-- Data shown follows --

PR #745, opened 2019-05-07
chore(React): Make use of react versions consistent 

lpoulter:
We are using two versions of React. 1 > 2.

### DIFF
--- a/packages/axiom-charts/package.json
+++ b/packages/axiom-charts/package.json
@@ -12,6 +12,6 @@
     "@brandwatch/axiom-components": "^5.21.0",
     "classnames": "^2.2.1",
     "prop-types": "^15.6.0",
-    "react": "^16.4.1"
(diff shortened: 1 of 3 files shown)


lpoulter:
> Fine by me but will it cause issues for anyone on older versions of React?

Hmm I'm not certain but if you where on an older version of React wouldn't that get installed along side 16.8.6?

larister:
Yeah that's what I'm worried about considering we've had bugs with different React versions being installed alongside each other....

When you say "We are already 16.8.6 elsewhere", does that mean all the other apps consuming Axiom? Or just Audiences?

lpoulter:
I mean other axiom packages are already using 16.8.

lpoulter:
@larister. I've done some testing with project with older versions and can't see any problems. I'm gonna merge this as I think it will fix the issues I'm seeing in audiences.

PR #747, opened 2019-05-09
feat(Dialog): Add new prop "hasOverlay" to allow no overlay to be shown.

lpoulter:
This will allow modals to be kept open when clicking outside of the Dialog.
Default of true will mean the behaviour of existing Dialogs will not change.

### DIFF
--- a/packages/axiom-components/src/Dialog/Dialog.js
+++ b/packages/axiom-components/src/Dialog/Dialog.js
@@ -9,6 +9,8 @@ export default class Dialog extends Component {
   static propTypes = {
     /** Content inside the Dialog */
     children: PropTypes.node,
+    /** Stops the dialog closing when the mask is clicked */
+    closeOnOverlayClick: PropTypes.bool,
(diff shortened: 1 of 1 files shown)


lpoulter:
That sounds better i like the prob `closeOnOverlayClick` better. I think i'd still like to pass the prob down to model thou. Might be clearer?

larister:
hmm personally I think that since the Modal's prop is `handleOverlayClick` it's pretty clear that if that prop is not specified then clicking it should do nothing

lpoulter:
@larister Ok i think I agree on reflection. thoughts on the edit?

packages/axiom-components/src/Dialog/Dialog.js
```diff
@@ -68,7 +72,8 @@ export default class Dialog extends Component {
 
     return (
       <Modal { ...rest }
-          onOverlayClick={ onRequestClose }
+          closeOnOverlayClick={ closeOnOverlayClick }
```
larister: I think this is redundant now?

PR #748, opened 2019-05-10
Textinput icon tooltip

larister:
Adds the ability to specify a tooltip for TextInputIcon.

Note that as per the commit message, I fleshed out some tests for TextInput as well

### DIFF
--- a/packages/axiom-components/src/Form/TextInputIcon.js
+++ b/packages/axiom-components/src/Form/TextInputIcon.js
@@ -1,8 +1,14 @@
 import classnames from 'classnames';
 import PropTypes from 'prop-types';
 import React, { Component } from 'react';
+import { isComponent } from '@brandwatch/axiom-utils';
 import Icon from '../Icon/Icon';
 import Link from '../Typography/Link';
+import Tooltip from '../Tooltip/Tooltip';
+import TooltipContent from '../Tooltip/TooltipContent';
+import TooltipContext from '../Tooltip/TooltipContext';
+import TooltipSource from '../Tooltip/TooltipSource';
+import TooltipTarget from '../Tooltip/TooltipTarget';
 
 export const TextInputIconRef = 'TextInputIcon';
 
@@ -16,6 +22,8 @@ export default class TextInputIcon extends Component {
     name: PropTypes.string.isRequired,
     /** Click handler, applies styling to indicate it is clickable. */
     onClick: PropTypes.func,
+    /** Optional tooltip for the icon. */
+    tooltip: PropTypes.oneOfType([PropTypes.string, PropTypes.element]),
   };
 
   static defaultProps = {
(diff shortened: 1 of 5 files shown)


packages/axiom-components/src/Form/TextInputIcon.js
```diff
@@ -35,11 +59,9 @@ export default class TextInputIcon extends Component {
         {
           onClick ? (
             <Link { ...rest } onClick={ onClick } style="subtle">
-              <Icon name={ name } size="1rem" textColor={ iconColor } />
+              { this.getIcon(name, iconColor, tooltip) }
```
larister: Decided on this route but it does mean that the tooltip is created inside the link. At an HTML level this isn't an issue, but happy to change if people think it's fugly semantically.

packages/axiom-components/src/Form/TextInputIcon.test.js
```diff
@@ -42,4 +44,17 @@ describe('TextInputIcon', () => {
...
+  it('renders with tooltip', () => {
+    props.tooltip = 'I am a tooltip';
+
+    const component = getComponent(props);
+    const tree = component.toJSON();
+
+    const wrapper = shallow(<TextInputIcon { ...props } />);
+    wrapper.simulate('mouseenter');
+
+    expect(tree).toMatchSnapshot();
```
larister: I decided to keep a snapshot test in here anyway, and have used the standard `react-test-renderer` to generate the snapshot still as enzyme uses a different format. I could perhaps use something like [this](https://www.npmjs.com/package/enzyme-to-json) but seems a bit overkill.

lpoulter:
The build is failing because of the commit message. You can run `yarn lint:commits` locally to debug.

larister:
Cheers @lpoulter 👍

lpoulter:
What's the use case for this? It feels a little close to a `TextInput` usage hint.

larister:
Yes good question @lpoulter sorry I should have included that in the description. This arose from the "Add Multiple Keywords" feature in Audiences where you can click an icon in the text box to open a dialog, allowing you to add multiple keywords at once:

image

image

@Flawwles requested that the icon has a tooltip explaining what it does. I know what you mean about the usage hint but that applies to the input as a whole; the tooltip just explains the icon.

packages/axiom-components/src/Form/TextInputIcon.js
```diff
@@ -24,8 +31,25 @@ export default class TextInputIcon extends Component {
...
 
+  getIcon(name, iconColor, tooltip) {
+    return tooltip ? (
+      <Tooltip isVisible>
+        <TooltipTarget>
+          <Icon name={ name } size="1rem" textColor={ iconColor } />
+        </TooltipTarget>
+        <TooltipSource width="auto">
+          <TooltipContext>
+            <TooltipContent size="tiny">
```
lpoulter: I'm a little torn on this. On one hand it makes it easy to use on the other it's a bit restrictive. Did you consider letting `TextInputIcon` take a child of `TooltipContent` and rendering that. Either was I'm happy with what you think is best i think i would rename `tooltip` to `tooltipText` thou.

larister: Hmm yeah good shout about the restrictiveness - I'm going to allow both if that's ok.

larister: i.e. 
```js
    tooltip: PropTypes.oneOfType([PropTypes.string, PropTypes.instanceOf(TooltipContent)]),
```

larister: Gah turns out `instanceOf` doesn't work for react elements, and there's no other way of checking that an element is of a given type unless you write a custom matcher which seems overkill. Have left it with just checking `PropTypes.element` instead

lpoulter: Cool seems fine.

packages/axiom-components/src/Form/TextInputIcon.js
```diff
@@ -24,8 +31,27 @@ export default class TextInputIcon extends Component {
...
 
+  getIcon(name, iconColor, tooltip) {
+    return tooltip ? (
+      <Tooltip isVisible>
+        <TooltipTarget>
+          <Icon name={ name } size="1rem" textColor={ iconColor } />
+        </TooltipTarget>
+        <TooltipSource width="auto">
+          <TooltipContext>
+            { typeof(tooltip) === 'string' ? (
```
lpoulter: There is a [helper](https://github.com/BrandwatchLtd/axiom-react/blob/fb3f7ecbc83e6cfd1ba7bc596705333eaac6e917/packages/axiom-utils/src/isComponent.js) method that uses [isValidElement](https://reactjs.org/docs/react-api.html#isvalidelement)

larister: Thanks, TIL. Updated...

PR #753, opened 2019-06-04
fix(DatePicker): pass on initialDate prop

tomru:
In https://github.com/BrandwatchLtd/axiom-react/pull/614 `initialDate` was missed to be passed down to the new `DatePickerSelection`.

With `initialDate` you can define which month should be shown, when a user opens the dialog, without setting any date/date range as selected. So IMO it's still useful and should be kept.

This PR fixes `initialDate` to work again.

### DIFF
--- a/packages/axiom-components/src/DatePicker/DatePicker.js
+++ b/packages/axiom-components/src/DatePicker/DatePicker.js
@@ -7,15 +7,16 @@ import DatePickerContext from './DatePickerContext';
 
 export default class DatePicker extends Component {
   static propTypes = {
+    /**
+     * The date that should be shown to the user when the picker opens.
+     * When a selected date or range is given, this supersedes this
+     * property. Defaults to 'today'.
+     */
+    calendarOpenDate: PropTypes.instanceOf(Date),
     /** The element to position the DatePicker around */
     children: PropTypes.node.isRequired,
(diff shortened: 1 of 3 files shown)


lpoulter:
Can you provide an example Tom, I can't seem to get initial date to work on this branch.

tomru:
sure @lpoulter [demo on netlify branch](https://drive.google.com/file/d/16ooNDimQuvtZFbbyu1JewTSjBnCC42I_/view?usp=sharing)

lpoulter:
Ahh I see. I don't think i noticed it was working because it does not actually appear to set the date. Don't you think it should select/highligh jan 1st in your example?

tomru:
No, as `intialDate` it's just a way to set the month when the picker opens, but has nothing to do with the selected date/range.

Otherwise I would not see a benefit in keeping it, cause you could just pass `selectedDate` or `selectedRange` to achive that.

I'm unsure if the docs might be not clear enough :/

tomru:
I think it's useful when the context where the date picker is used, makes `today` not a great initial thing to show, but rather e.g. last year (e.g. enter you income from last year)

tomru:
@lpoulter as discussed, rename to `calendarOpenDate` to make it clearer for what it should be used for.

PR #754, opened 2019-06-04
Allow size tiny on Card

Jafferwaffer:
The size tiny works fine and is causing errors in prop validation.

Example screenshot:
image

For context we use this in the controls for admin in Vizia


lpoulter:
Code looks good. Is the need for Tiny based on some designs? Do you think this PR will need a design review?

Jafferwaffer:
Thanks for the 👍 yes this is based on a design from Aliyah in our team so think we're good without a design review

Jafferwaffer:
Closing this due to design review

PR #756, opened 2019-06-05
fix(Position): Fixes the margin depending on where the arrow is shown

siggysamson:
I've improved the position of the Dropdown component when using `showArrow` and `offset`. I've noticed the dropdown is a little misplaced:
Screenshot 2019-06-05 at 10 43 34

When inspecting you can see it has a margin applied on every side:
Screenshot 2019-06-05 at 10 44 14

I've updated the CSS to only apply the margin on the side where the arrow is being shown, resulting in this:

-- Data shown concluded --

Prompt: All lines that contain the word "month" must be copied from the records above.

Solution to this exercise:
With `initialDate` you can define which month should be shown, when a user opens the dialog, without setting any date/date range as selected. So IMO it's still useful and should be kept.
No, as `intialDate` it's just a way to set the month when the picker opens, but has nothing to do with the selected date/range.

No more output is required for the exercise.